→ Description of the task:
Go over the data and copy out each line with "current" in it.

##### Task inputs

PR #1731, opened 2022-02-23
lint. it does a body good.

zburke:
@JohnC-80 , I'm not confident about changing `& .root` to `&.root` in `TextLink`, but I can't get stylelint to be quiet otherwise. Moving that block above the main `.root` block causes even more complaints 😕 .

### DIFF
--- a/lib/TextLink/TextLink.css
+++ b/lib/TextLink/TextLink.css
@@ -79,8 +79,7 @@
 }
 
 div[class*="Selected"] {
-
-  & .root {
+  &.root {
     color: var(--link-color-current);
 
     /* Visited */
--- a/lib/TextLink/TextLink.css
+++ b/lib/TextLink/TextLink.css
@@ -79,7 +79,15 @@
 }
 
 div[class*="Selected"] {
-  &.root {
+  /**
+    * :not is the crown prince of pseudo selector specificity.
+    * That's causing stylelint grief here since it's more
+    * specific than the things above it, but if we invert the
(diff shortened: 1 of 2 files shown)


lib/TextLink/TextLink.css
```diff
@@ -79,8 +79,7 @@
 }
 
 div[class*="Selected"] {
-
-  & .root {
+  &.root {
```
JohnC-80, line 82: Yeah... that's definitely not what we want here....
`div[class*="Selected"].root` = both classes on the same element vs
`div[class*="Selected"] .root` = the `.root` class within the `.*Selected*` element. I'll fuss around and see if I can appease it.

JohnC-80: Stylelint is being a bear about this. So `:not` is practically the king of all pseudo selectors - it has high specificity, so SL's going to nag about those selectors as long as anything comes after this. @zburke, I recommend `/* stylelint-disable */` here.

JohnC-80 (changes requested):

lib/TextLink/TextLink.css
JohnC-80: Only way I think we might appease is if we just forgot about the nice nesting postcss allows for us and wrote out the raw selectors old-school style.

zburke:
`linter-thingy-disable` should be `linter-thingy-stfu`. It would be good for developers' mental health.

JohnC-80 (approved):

##########
##### Task inputs

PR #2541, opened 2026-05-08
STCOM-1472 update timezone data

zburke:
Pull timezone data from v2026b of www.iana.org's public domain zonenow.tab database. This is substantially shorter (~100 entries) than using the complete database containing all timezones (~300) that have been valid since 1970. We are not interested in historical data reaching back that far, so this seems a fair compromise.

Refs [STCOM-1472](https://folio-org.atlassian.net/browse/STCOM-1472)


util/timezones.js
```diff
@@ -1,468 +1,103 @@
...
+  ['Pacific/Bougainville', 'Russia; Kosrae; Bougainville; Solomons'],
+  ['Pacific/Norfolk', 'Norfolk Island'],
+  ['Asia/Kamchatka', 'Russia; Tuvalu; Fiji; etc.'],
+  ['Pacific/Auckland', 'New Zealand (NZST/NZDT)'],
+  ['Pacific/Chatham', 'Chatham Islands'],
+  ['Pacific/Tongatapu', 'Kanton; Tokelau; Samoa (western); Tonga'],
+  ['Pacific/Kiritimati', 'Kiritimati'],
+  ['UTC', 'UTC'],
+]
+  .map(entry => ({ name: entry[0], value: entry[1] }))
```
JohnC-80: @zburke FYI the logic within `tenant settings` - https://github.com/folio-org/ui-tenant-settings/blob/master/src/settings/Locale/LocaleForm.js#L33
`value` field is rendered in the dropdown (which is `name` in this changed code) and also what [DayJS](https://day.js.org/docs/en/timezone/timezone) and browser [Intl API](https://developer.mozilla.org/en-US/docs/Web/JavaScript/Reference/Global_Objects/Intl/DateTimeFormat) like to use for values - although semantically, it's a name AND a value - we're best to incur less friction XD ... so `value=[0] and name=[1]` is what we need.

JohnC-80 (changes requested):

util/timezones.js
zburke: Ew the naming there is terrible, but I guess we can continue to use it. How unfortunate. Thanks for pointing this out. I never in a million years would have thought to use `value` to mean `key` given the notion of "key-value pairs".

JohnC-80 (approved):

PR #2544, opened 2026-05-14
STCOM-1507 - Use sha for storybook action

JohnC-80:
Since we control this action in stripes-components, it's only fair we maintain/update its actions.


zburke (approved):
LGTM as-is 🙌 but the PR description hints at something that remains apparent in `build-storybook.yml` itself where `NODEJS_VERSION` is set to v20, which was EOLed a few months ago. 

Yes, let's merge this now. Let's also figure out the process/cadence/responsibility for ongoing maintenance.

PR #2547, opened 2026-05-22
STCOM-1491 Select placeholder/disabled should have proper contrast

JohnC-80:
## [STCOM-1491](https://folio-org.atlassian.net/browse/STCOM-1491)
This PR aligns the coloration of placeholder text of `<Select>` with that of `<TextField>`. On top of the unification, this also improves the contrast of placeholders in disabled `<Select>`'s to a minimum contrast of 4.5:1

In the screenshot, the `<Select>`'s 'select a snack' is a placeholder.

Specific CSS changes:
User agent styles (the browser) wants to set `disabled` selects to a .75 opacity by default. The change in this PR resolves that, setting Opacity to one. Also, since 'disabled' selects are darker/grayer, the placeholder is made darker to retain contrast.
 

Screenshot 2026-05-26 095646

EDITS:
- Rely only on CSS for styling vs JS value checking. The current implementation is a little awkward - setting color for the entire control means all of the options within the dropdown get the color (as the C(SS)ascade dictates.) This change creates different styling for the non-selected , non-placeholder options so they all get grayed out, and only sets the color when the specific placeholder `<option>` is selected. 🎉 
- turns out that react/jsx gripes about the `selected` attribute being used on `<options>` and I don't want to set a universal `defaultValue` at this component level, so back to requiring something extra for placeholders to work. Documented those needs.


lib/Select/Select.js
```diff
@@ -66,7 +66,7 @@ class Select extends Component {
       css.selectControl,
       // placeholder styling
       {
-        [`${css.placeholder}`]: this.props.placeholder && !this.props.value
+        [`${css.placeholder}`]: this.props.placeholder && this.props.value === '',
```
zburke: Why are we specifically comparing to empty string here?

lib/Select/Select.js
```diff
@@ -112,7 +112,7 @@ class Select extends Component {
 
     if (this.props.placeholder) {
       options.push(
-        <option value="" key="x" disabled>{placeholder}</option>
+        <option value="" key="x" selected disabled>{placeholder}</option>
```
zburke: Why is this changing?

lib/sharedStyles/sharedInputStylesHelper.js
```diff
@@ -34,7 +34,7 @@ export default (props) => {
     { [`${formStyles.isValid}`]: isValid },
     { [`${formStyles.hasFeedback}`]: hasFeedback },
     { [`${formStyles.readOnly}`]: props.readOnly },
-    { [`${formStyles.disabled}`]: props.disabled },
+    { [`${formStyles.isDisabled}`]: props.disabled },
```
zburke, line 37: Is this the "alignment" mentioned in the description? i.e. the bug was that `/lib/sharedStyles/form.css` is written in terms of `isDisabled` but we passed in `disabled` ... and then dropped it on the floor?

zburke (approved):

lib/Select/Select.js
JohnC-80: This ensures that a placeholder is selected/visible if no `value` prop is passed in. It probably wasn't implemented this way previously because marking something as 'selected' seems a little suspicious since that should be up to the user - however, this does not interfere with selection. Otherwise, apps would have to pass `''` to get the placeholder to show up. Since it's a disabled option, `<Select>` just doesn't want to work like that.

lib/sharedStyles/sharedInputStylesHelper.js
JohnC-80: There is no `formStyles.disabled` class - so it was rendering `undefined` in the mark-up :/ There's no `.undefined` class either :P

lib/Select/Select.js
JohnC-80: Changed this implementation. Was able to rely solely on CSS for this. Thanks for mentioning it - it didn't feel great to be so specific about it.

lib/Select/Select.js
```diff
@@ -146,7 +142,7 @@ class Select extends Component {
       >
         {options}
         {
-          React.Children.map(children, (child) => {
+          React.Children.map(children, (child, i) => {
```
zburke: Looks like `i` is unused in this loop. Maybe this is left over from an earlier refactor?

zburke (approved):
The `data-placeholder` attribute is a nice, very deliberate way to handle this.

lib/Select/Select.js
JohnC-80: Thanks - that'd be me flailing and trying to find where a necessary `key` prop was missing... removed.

##########

→ Reply to the task:
     color: var(--link-color-current);
- Rely only on CSS for styling vs JS value checking. The current implementation is a little awkward - setting color for the entire control means all of the options within the dropdown get the color (as the C(SS)ascade dictates.) This change creates different styling for the non-selected , non-placeholder options so they all get grayed out, and only sets the color when the specific placeholder `<option>` is selected. 🎉 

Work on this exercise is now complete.